Misalnya, tutur Afif, melalui kegiatan-kegiatan yang menyambangi langsung mereka kalangan menengah ke bawah. Dibutuhkan inovasi untuk merebut hati masyarakat.
“Yang punya daya gedor ke masyarakat. Kreativitas dari partai juga harus ada untuk bisa meraih simpati publik. Bukan hanya menunggu atau sesuai perintah dari ketua umum atau elit partai saja,” tandasnya.
Terpisah, pengamat politik dan pemerintahan Cirebon Drs H Hasanudin Manap MM menilai pidato AHY soal Presiden Jokowi multitafsir. Tergantung siapa yang berpendapat. Termasuk soal isu pemanasan menjelang pesta demokrasi Pilpres 2024 mendatang.
“Bisa dikatakan demikian, bisa juga tidak,” ucap Manap kepada Radar Cirebon soal pendapat yang mengatakan jika yang terjadi adalah pemanasan jelang Pilpres 2024, kemarin.
Ia menambahkan, SBY dan Jokowi adalah dua pimpinan. Bekas presiden dan yang masih sebagai presiden. Artinya, imbuh Manap, keduanya saat memimpin masing-masing memiliki kebijakan.
Jika saling dibandingkan seputar infrastruktur dan banyak hal, Manap menilai itu hal yang lumrah. “Jadi, sah-sah saja tidak ada masalah,” tukasnya.
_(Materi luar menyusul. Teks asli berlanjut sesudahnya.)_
Issue #1956, opened 2016-02-09
OSRM debugging GeoJSON should be fully formed


danpat:
Currently, the debugging output from `osrm-prepare` requires a second pass in order to replace node id values with real coordinates.

The debugging code should be modified to load the `.nodes` file so that nodes can be looked up as the add the output is written.

/cc @karenzshea

PR #1966, opened 2016-02-11
Include real coordinates in debug geojson mode

karenzshea:
https://github.com/Project-OSRM/osrm-backend/issues/1956

For building with the `DEBUG_GEOMETRY=ON`, previously the output geojson only has OSM node ids in the coordinates field, this uses the osrm.nodes file to lookup real lon/lat coordinates and write them.

@danpat @TheMarex

### DIFF
--- a/include/util/debug_geometry.hpp
+++ b/include/util/debug_geometry.hpp
@@ -4,6 +4,7 @@
 #include "contractor/contractor_config.hpp"
 #include "extractor/query_node.hpp"
 #include "osrm/coordinate.hpp"
+#include <boost/filesystem/fstream.hpp>
 
 #ifndef DEBUG_GEOMETRY
 
@@ -69,6 +70,8 @@ boost::filesystem::ofstream dg_debug_turns_file;
 bool dg_output_turn_debug = false;
 bool dg_first_turn_debug = true;
 
+std::unordered_map<OSMNodeID, util::FixedPointCoordinate> node_lookup_map;
+
 inline void DEBUG_GEOMETRY_START(const contractor::ContractorConfig &config)
 {
     time_t raw_time;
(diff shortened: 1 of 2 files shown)


danpat:
@karenzshea Can you squash these commits and update the commit message to be the same as the message for this PR?

include/util/debug_geometry.hpp
```diff
@@ -77,12 +81,25 @@ inline void DEBUG_GEOMETRY_START(const contractor::ContractorConfig &config)
...
+
+    extractor::QueryNode current_node;
+    unsigned number_of_coordinates = 0;
+    nodes_input_stream.read((char *)&number_of_coordinates, sizeof(unsigned));
+
+    for (unsigned i = 0; i < number_of_coordinates; ++i)
+    {
+        nodes_input_stream.read((char *)&current_node, sizeof(extractor::QueryNode));
+        node_lookup_map[current_node.node_id] = util::FixedPointCoordinate(current_node.lat, current_node.lon);
+    } nodes_input_stream.close();
```
daniel-j-h: Run `clang-format` (similat to gofmt for example) that re-formats against our `.clang-format` specs.

include/util/debug_geometry.hpp
```diff
@@ -4,6 +4,8 @@
 #include "contractor/contractor_config.hpp"
 #include "extractor/query_node.hpp"
 #include "osrm/coordinate.hpp"
+#include <ios>
```
TheMarex: What is this library?

include/util/debug_geometry.hpp
```diff
@@ -69,6 +71,8 @@ boost::filesystem::ofstream dg_debug_turns_file;
 bool dg_output_turn_debug = false;
 bool dg_first_turn_debug = true;
 
+std::unordered_map<OSMNodeID, util::FixedPointCoordinate> node_lookup_map;
```
TheMarex: needs to be static? /cc @daniel-j-h

danpat: Shouldn't need `static` in this case.  AFAIK, `static` on global variables doesn't turn them into singletons, that only applies for function-scoped and class-member static stuff.

MoKob: that screams Multiple Defined Symbol all over, doesn't it?

daniel-j-h: @MoKob you're still right in that is undefined behavior, violating the ODR (one definition rule). If multiple TUs include that header and then get linked together :boom:

Needs an `extern` declaration in the header and a single definition in exactly one implementation file.

daniel-j-h: Hm actually the same applies to the two bools above. For those we could simply make them `const constexpr auto` in the header and call it a day.

danpat: Can't make them `const`, they need to be modified.  These are just their initial values.

MoKob:
why did we just merge more undefined behaviour into the codebase?

TheMarex:
This is code that is only used for debug purposes. It's not even compiled in production.

MikeLeonard:
Hi

I've just posted an issue related to this (issue #2024) and am hoping that flagging it here is ok. This thread seems to contain the people who have touched the debug geoJSON mode code so I thought flagging it here would make sense (but I've written a separate comment so as not to clog up this pull request).

@TheMarex , @danpat, @daniel-j-h  in particular... I'm getting a blank geoJSON file out when running osrm-prepare with the option --debug-geometry. The option is there and --debug-turns is working fine for me with osrm-extract. I'd would really appreciate any help if you have time to check out issue #2024.  Thanks!

Mike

Tapi, apakah ucapan AHY di Rapimnas Demokrat itu bertujuan? Manap bilang, itu tergantung penafsiran individu. Kalau dikaitkan dengan isu politik, terang Manap, bisa saja ucapan tersebut memiliki tujuan tertentu. “Bisa dibilang sebagai bentuk kritik, bisa saja sebagai ungkapan seorang ketua umum saja,” ucap Manap.
Apakah pemanasan ini menutup peluang PDIP dan Demokrat untuk berkoalisi? “Dari dulunya, memang sulit (berkoalisi, red). Tapi, yang namanya politik ya bisa-bisa saja. Kadang sekarang bertengkar, besok atau lusa bersatu untuk mengusung kepentingan bersama,” beber Manap.
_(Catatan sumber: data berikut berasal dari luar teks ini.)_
PR #1975, opened 2016-02-12
C++14. Let's do this.

daniel-j-h:
Reference: https://github.com/mapbox/windows-builds/issues/78

@BergWerkGIS there's no flag for Visual Studio, is there? The default will be good enough?

Let's see how both Appveyor and Travis like this.


BergWerkGIS:
`VS 2015 Update 2` is not yet available as RTM and will still take some time (cannot say how long) for all C++14 features to arrive.

Also, I haven't yet looked into this error:

```
C:\projects\osrm\src\engine\engine.cpp(90): error C2039: 'shared_lock': is not a member of 'boost'
```

https://ci.appveyor.com/project/DennisOSRM/osrm-backend/build/1.0.2564#L1705

Has anything related to `boost` changed in `osrm-backend` lately?

daniel-j-h:
Yes https://github.com/Project-OSRM/osrm-backend/commit/3075f6cea71c18de93d34f8c4d8f943abdf2b7ce

daniel-j-h:
Disabled the OSX shared lib build. In addition to not finding libosrm, it had a single cucumber test failing: https://travis-ci.org/Project-OSRM/osrm-backend/jobs/108934582#L481

I could not reproduce it locally via

    cucumber -p verify features/options/routed/invalid.feature

and _all_ the other builds are fine, too.

daniel-j-h:
Travis gives okay!

Disclaimer: requires C++14 compiler and stdlib. That is, gcc<=4.8 is out. Also clang<=3.4 is out since it would require `-std=c++1y` and is probably not mature enough.

Let's require gcc>=4.9, clang>=3.5 and re-write the docs to simply install the gcc 5.3 ppa for older Ubuntus. gcc 4.9 is in Debian Jessie, so we're fine there.

BergWerkGIS:
I got `develop` and this branch to compile locally with this change:


```diff
diff --git a/src/engine/engine.cpp b/src/engine/engine.cpp
index c9fe44e..2949de1 100644
--- a/src/engine/engine.cpp
+++ b/src/engine/engine.cpp
@@ -22,6 +22,7 @@
 #include <boost/assert.hpp>
 #include <boost/interprocess/sync/named_condition.hpp>
 #include <boost/interprocess/sync/scoped_lock.hpp>
+#include <boost/thread/lock_types.hpp>

 #include <algorithm>
 #include <fstream>

```

Also had to patch boost as it disables some c++11 and c++14 features for Visual Studio by default:

e.g.:
```
BOOST_NO_CXX11_CONSTEXPR
```

Uploaded an updated binary deps package.

----

Tests are failing as it seems that `algorithm-test.exe` and `datastructure-tests.exe` don't get generated anymore.

springmeyer:
Lock types fix landed in https://github.com/Project-OSRM/osrm-backend/pull/1994

TheMarex:
Urg looks like the auto merging f-ed up in this case after rebasing. We run against gcc 5.0 and gcc 4.9 now, right?

daniel-j-h:
Yes, packages are gcc-5 (which really is gcc 5.3) and gcc-4.9.

TheMarex:
Blocked by https://github.com/Project-OSRM/node-osrm/pull/153/files

daniel-j-h:
Rebased onto develop.

TheMarex:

Dia menuturkan, politik bisa berubah-ubah setiap saat. Sangat dinamis. Baginya, sosok Jokowi sebagai Presiden yang masih menjabat tak perlu menanggapi berlebihan yang dilontarkan AHY tersebut.
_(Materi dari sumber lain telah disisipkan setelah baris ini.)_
PR #1976, opened 2016-02-13
correct handling of travel modes

MoKob:
At the moment, travel modes are handled in a very unintuitive way.
The travel mode of a segment cannot be deduced from its own ID but only from the turn-id it has been reached from (and the phantom node itself).

This comes with additional implied behaviour for the turn-by-turn generation.

To allow fine grained weights (like in https://github.com/Project-OSRM/osrm-backend/pull/1970) along edges, we need the travel mode to not run into problems with this implied behaviour.

In addition, it allows us to do better instructions based on travel modes (e.g. in the tunnel, take the fork on the right) or similar stuff.

### DIFF
--- a/include/engine/guidance/segment_list.hpp
+++ b/include/engine/guidance/segment_list.hpp
@@ -154,7 +154,7 @@ void SegmentList<DataFacadeT>::AddLeg(const std::vector<PathData> &leg_data,
                                       const bool is_via_leg,
                                       const DataFacade *facade)
 {
-    for (const PathData &path_data : leg_data)
+    for (const auto &path_data : leg_data)
     {
         AppendSegment(facade->GetCoordinateOfNode(path_data.node), path_data);
     }
@@ -196,32 +196,7 @@ template <typename DataFacadeT>
 void SegmentList<DataFacadeT>::AppendSegment(const FixedPointCoordinate coordinate,
                                              const PathData &path_point)
 {
-    // if the start location is on top of a node, the first movement might be zero-length,
-    // in which case we dont' add a new description, but instead update the existing one
-    if ((1 == segments.size()) && (segments.front().location == coordinate))
-    {
-        if (path_point.segment_duration > 0)
-        {
-            segments.front().name_id = path_point.name_id;
-            segments.front().travel_mode = path_point.travel_mode;
-        }
-        return;
-    }
-
-    // make sure mode changes are announced, even when there otherwise is no turn
-    const auto getTurn = [](const PathData &path_point, const extractor::TravelMode previous_mode)
-    {
-        if (extractor::TurnInstruction::NoTurn == path_point.turn_instruction &&
-            previous_mode != path_point.travel_mode && path_point.segment_duration > 0)
-        {
-            return extractor::TurnInstruction::GoStraight;
-        }
-        return path_point.turn_instruction;
-    };
-
-    // TODO check why we require .front() here
-    const auto turn = segments.size() ? getTurn(path_point, segments.front().travel_mode)
-                                      : path_point.turn_instruction;
+    const auto turn = path_point.turn_instruction;
 
     segments.emplace_back(coordinate, path_point.name_id, path_point.segment_duration, 0.f, turn,
                           path_point.travel_mode);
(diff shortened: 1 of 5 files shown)


include/engine/routing_algorithms/routing_base.hpp
```diff
@@ -675,11 +679,11 @@ template <class DataFacadeT, class Derived> class BasicRoutingInterface
         BOOST_ASSERT_MSG((SPECIAL_NODEID != middle && INVALID_EDGE_WEIGHT != distance),
                          "no path found");
 
-        if (distance != forward_heap.GetKey(middle) + reverse_heap.GetKey(middle))
```
TheMarex: This looks like an unrelated bug fix, can we break this out?

include/extractor/edge_based_node.hpp
```diff
@@ -9,6 +9,7 @@
 #include "osrm/coordinate.hpp"
 
 #include <limits>
+#include <string>
```
TheMarex: We don't need string here.

include/engine/guidance/segment_list.hpp
```diff
@@ -235,6 +211,30 @@ void SegmentList<DataFacadeT>::Finalize(const bool extract_alternative,
...
+    }
+
+    // announce mode changes
+    for (std::size_t i = 0; i + 1 < segments.size(); ++i)
+    {
+        auto &segment = segments[i];
+        const auto next_mode = segments[i + 1].travel_mode;
+        if (segment.travel_mode != next_mode &&
+            segment.turn_instruction == extractor::TurnInstruction::NoTurn)
+        {
```
TheMarex: Couldn't we handle this in pre-processing in the turn generation?

MoKob: Not without adding additional information to the edges.

In turning from (a)->(b), we want to know both about the modes of (a) for all information stored along (a), as well as (b). The turn announces the mode change to the mode of (b) at (a). So you either have to store both the current and the next travel mode, or you have to traverse the path to find the travel mode.

include/engine/guidance/segment_list.hpp
```diff
@@ -153,7 +154,7 @@ void SegmentList<DataFacadeT>::AddLeg(const std::vector<PathData> &leg_data,
                                       const bool is_via_leg,
                                       const DataFacade *facade)
 {
-    for (const PathData &path_data : leg_data)
+    for (const auto path_data : leg_data)
```
TheMarex: Why the copy here?

MoKob: Because typo performance bug. Thats why. Good catch!

include/engine/segment_information.hpp
```diff
@@ -8,6 +8,8 @@
 #include "osrm/coordinate.hpp"
 #include <utility>
 
+#include <string>
```
TheMarex: Not needed by `SegmentInformation`.

include/extractor/edge_based_node.hpp
```diff
@@ -80,6 +80,7 @@ struct EdgeBasedNode
     int forward_offset;          // prefix sum of the weight up the edge TODO: short must suffice
     int reverse_offset;          // prefix sum of the weight from the edge TODO: short must suffice
     unsigned packed_geometry_id; // if set, then the edge represents a packed geometry
+
```
TheMarex: Remove whitespace change.

include/engine/routing_algorithms/routing_base.hpp
```diff
@@ -614,6 +616,8 @@ template <class DataFacadeT, class Derived> class BasicRoutingInterface
         std::sort(reverse_entry_points.begin(), reverse_entry_points.end(), entry_point_comparator);
 
         NodeID last_id = SPECIAL_NODEID;
+        forward_core_heap.Clear();
+        reverse_core_heap.Clear();
```
daniel-j-h: Wait how does this come in here, or better why was this missing before? Bug?

daniel-j-h:
Looks good code-wise. All the manual looping, erasing, shifting is a bit ugly (and the erasing somewhat dangerous), but that's because of the existing code / approach.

“Toh Pak Jokowi selama ini banyak yang mengkritik, menghujat. Banyak juga menyanjung dan memuji kinerjanya. Menurut saya tidak perlu terpancing isu tersebut,” tutur Manap.
Adakalanya, lanjutnya, kepentingan egosentris sebuah partai itu muncul. Sehingga ada luapan atau ucapan yang bisa memantik emosional. Jika tak ditanggapi dengan bijak. Apalagi menjelang pesta demokrasi terbesar di negeri ini pada 2024 nanti. Setiap partai, imbuh Manap, punya calon dan alasan tersendiri untuk mengusung calon presiden.